- [EXERCISE GOAL] From the entries below, output the line with "PR #4469, opened 2024-02-23" and each following line up to and including the line with "margaree, line 71: I", exactly as written.

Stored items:

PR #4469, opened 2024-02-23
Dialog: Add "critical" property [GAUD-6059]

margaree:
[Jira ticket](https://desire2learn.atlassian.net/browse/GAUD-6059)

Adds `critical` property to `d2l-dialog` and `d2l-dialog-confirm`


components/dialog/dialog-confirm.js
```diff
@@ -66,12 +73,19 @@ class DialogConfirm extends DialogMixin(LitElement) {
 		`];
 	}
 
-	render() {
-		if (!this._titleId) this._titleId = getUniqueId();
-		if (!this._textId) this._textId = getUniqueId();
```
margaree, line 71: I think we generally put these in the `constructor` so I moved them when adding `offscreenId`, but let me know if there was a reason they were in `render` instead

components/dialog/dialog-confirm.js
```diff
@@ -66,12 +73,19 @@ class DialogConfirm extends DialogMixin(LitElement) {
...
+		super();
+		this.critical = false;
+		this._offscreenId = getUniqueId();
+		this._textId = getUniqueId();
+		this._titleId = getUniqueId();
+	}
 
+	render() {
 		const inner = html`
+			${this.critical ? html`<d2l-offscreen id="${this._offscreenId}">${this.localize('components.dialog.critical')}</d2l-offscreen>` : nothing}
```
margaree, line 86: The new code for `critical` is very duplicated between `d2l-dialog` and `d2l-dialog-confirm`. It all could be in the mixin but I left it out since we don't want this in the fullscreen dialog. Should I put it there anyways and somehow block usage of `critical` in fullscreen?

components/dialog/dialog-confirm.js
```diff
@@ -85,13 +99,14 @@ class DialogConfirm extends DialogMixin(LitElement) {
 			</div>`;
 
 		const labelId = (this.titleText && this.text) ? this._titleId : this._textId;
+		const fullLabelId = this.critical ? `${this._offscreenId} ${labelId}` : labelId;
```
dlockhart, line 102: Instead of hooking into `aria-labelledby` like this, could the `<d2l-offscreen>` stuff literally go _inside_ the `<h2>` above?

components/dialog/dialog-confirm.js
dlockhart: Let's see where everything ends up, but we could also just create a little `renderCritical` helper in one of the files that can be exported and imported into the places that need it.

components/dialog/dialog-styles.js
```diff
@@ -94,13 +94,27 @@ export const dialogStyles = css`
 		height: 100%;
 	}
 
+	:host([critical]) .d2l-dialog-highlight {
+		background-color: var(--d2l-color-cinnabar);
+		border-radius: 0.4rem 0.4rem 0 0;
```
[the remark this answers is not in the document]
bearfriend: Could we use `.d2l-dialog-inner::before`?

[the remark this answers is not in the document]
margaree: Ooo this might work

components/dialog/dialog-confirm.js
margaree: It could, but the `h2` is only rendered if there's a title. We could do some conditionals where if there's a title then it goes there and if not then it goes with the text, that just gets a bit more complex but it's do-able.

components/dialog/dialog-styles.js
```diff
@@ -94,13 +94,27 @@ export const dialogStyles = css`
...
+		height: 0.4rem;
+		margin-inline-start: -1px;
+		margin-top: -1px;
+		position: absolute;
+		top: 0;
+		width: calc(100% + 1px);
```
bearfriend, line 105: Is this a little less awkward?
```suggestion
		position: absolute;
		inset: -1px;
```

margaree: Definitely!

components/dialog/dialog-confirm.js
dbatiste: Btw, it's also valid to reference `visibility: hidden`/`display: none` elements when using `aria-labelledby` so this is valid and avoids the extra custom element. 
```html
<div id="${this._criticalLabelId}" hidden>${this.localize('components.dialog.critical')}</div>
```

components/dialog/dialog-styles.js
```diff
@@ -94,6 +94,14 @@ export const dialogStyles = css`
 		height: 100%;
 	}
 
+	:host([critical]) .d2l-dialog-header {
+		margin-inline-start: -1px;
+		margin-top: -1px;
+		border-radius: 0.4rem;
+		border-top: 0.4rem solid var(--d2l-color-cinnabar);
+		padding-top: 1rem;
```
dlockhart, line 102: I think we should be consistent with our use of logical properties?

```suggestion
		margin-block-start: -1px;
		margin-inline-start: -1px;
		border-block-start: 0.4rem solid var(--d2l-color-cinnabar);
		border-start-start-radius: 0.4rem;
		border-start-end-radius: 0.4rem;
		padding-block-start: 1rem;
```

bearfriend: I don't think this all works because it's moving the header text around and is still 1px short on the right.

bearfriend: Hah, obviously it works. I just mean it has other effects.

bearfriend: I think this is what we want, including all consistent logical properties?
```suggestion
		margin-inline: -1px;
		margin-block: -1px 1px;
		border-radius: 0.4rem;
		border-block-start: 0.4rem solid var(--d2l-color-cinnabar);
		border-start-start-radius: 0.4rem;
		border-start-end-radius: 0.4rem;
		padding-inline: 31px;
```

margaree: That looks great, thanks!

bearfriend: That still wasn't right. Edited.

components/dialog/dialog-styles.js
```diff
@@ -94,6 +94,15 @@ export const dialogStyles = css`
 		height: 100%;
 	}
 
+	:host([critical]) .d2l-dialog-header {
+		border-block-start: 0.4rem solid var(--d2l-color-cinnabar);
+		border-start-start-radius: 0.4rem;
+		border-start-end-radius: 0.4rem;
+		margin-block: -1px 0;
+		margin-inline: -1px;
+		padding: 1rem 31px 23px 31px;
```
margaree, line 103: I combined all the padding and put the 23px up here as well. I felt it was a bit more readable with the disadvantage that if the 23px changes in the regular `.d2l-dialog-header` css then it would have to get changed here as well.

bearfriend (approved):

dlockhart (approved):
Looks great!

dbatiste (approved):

--

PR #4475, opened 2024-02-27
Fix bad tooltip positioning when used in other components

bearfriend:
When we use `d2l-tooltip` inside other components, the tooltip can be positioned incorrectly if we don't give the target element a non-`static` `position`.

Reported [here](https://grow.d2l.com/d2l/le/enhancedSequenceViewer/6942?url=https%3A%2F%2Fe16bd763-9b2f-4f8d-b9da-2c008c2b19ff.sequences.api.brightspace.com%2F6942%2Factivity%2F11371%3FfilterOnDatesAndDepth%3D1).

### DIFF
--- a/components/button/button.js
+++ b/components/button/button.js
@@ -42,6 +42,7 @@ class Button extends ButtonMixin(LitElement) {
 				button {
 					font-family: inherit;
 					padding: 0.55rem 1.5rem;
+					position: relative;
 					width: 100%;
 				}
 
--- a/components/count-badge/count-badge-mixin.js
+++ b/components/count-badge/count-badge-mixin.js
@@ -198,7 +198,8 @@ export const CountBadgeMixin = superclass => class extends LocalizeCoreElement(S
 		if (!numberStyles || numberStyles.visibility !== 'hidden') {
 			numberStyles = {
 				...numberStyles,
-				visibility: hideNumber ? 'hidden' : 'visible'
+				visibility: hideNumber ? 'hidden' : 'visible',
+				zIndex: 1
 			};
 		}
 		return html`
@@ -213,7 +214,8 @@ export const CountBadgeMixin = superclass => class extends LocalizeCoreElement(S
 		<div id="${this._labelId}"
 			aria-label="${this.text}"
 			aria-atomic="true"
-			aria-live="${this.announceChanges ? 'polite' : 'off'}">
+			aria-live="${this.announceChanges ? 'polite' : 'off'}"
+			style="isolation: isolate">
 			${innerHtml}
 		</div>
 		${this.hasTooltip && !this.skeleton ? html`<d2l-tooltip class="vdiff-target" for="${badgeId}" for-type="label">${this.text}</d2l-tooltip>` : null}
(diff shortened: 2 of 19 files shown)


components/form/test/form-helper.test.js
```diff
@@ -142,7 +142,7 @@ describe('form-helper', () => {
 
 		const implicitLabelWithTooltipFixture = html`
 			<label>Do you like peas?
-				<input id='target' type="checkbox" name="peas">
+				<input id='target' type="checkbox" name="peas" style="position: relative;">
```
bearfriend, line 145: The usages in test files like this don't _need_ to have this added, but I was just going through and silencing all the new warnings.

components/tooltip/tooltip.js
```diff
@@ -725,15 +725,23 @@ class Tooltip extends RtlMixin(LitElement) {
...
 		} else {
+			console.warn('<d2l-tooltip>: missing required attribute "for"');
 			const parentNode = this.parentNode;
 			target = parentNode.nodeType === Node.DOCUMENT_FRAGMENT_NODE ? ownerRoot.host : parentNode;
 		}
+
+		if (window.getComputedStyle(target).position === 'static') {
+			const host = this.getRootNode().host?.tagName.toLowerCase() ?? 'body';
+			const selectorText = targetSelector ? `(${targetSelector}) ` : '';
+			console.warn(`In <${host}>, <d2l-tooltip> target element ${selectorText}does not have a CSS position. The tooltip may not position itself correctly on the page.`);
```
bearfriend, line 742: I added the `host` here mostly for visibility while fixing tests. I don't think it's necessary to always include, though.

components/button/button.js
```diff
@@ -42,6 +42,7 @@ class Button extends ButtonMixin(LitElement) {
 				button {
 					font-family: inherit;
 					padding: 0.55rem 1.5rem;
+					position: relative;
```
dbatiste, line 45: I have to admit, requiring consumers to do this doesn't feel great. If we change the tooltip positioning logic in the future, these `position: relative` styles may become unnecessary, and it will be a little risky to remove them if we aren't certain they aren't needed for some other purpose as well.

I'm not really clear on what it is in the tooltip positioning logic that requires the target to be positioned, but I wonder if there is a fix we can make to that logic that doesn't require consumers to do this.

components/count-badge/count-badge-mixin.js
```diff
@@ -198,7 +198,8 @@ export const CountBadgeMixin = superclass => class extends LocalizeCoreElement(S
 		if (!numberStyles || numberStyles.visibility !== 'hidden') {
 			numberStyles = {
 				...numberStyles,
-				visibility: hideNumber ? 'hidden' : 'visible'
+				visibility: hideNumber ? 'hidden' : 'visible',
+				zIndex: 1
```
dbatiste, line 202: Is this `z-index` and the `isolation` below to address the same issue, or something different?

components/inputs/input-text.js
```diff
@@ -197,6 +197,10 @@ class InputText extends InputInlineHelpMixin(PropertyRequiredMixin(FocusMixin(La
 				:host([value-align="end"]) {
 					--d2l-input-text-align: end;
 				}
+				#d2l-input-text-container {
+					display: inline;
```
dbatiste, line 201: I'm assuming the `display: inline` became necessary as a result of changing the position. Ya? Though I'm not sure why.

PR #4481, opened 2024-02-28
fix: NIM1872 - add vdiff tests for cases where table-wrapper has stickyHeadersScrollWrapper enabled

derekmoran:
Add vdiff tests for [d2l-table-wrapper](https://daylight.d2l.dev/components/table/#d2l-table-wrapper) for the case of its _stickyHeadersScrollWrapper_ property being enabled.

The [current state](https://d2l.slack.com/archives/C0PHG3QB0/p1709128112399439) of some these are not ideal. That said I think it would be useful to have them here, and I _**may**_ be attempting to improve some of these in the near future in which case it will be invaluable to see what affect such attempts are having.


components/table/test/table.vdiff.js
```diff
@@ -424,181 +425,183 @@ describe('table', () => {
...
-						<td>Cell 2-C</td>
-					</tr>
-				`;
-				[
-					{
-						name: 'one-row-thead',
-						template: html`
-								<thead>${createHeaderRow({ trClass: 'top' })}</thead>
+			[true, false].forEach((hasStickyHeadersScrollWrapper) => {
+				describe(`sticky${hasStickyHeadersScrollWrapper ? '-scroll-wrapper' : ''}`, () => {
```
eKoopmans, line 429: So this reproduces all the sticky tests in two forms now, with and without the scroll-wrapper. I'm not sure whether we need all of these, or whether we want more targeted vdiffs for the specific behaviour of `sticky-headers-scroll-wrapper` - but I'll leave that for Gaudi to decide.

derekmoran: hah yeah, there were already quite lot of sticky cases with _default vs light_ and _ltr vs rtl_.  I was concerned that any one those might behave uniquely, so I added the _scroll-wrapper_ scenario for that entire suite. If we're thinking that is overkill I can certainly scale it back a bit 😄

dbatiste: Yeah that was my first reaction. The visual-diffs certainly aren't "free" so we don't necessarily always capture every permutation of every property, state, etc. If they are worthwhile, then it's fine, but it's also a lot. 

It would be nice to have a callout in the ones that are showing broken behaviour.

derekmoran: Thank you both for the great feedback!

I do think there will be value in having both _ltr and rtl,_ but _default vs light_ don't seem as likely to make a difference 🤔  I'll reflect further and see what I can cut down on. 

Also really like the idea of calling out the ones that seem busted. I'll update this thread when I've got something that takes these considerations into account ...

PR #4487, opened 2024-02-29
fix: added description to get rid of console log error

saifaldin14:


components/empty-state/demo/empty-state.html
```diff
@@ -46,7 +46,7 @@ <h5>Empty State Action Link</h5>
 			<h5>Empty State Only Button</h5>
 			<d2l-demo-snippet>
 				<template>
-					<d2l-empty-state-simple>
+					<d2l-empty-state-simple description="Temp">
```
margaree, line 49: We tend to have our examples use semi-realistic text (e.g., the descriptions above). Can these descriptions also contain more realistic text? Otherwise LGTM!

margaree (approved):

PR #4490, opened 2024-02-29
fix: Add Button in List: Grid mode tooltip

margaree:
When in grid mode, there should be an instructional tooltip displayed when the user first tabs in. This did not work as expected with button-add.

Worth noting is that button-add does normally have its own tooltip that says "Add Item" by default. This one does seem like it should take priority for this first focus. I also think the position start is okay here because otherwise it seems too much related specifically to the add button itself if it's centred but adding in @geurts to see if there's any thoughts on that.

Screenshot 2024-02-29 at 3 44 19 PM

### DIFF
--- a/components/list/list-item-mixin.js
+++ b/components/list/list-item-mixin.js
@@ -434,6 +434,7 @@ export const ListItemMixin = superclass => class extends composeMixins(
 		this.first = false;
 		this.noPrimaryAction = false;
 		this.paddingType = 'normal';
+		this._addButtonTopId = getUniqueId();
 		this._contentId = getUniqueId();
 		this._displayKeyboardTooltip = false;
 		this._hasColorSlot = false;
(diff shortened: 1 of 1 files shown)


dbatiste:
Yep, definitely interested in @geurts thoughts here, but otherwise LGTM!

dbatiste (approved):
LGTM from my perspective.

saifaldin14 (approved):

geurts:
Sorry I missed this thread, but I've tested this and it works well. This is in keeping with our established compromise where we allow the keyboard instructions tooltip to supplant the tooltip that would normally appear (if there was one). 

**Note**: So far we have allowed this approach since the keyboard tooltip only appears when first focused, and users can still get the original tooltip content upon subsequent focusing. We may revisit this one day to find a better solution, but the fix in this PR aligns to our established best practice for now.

---

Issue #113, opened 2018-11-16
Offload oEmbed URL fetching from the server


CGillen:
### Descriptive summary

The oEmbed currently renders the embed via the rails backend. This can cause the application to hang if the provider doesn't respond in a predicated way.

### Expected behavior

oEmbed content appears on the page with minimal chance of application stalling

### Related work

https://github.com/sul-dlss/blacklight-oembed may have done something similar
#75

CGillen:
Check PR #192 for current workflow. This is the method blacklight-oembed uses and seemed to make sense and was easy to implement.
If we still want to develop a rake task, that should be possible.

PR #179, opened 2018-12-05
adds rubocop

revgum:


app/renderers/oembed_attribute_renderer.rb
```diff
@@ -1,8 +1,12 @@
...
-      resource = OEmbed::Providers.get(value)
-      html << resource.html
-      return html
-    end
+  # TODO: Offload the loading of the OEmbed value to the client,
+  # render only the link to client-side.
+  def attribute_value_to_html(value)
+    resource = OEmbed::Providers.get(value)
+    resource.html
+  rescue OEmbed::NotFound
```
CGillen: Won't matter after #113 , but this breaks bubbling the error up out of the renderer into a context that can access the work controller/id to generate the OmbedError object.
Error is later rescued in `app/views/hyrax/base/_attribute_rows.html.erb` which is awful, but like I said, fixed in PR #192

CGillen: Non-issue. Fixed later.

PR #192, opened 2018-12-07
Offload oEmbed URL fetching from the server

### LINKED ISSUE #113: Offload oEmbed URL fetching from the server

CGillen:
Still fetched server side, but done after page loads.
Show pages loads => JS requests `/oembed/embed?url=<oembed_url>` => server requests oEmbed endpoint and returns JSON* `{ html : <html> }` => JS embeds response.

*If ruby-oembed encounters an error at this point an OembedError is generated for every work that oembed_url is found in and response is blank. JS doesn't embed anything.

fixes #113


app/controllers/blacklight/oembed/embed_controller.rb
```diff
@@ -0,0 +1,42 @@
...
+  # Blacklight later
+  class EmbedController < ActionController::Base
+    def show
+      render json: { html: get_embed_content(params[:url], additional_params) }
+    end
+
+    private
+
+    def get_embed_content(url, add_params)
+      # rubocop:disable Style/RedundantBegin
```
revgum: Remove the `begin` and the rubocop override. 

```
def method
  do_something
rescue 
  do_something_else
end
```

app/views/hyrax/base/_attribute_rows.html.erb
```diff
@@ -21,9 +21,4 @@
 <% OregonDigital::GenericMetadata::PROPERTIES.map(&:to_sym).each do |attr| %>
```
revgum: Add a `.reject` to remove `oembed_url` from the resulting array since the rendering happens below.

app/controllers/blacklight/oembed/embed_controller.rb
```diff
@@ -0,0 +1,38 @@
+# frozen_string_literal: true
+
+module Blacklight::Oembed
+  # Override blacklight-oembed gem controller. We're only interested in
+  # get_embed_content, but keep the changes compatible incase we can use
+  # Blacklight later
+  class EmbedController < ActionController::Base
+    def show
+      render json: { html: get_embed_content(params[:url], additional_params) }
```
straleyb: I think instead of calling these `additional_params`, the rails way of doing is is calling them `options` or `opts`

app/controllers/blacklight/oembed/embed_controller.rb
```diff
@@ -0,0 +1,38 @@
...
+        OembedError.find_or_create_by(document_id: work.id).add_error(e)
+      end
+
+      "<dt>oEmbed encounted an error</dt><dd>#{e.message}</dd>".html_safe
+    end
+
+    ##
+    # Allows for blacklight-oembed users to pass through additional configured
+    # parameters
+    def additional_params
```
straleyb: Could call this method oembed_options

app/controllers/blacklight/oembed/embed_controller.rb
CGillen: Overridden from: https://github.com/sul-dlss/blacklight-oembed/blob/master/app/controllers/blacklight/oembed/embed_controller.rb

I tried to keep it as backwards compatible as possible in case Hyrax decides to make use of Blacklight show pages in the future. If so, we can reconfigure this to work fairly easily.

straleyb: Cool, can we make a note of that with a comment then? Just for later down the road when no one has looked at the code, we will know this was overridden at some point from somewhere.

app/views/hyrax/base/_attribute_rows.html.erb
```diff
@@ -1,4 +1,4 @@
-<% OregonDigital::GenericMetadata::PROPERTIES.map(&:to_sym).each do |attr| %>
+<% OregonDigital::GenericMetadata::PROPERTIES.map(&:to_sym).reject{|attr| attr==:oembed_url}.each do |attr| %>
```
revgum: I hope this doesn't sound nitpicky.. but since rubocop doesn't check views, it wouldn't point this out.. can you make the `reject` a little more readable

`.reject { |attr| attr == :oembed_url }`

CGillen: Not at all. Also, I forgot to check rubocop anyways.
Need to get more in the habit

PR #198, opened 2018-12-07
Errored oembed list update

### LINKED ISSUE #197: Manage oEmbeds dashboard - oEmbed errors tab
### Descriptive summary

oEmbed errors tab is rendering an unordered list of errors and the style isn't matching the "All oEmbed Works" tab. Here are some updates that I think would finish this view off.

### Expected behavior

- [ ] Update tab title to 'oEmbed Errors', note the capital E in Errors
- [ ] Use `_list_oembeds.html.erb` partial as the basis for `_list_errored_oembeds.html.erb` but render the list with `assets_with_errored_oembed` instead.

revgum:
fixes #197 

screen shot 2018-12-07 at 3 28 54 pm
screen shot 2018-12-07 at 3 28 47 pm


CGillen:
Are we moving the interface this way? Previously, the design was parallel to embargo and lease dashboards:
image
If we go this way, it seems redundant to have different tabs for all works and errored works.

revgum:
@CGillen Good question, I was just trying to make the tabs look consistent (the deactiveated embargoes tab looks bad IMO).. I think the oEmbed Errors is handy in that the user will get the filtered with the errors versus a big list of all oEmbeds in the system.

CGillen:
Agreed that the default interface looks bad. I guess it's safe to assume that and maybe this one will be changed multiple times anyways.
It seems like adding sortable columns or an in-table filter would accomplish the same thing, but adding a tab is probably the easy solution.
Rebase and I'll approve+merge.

- [RESULT OF THE EXERCISE]
PR #4469, opened 2024-02-23
Dialog: Add "critical" property [GAUD-6059]

margaree:
[Jira ticket](https://desire2learn.atlassian.net/browse/GAUD-6059)

Adds `critical` property to `d2l-dialog` and `d2l-dialog-confirm`


components/dialog/dialog-confirm.js
```diff
@@ -66,12 +73,19 @@ class DialogConfirm extends DialogMixin(LitElement) {
 		`];
 	}
 
-	render() {
-		if (!this._titleId) this._titleId = getUniqueId();
-		if (!this._textId) this._textId = getUniqueId();
```
margaree, line 71: I think we generally put these in the `constructor` so I moved them when adding `offscreenId`, but let me know if there was a reason they were in `render` instead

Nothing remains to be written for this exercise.